• Records from a data source:
PR #743, opened 2019-07-09
Proposal for stylsheet hook

cupidare:
Proposal for stylesheet hooks

I had an issue with the user.css as it was not loaded as the last stylesheet. 
- That's why I want to _propose_ to either separate user.css and custom.css or the insert both of them at the end. In this way I want to ask 
- whether it was possible to _introduce a sort order_ for hooks in order to force the "system" to load them as intended. 
- Additionally when it comes to stylesheets the browser caches it all the time and troubleshooting can be a confusing when forgetting about this. That's why I integrated your version variable in the call directly which one can update when updating the file. In my case Page speed insights detected no change in the file as it was presumably cached already.

### DIFF
--- a/includes/hooks/shop/siteWide/styleSheetUser.php
+++ b/includes/hooks/shop/siteWide/styleSheetUser.php
@@ -1,0 +1,29 @@
+<?php
+/*
+  Copyright (c) 2019, G Burton
+  All rights reserved.
+
+  Redistribution and use in source and binary forms, with or without modification, are permitted provided that the following conditions are met:
+
+  1. Redistributions of source code must retain the above copyright notice, this list of conditions and the following disclaimer.
+
+  2. Redistributions in binary form must reproduce the above copyright notice, this list of conditions and the following disclaimer in the documentation and/or other materials provided with the distribution.
+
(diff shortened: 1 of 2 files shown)


gburton:
From my testing the user.css is always loaded last.  Look at the source code;


<link href="custom.css" rel="stylesheet">
<link href="user.css" rel="stylesheet">

So I don't quite see the issue ?  Can you expand as to why you think the user.css was not loaded last?  Can you add something in (eg custom.css)

body { background: pink }

and then in user.css

body { background: white }

Reload page and body should still be white as user is loaded last.  

Adding the versioning onto the stylesheet name shouldn't make any difference - you'd need to have a constantly changing version to force stylesheet changes in this manner.

cupidare:
Thank you for pointing this out. I installed another package (BS-Select) ... and made a module. Obviously it sneaked before the user.css 
Nevertheless I believe it would be good to have it loaded at the very end of the site (despite some possible performance losses - with page speed insights I am with the fully modified shop still at 98 points with phoenix). As it is the user.css all changes made to it will definetively applied. Or is there a possiblity to specify the sort order of hooks?  

Thank you ever so much.

gburton:
If you want user.css loaded at the end of the site...use the other hook call(s).  See how that is done in (eg) the bootstrap hook.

• Required action:
Whenever a line above includes the string "them", copy it.

• Exercise output:
- That's why I want to _propose_ to either separate user.css and custom.css or the insert both of them at the end. In this way I want to ask 
- whether it was possible to _introduce a sort order_ for hooks in order to force the "system" to load them as intended. 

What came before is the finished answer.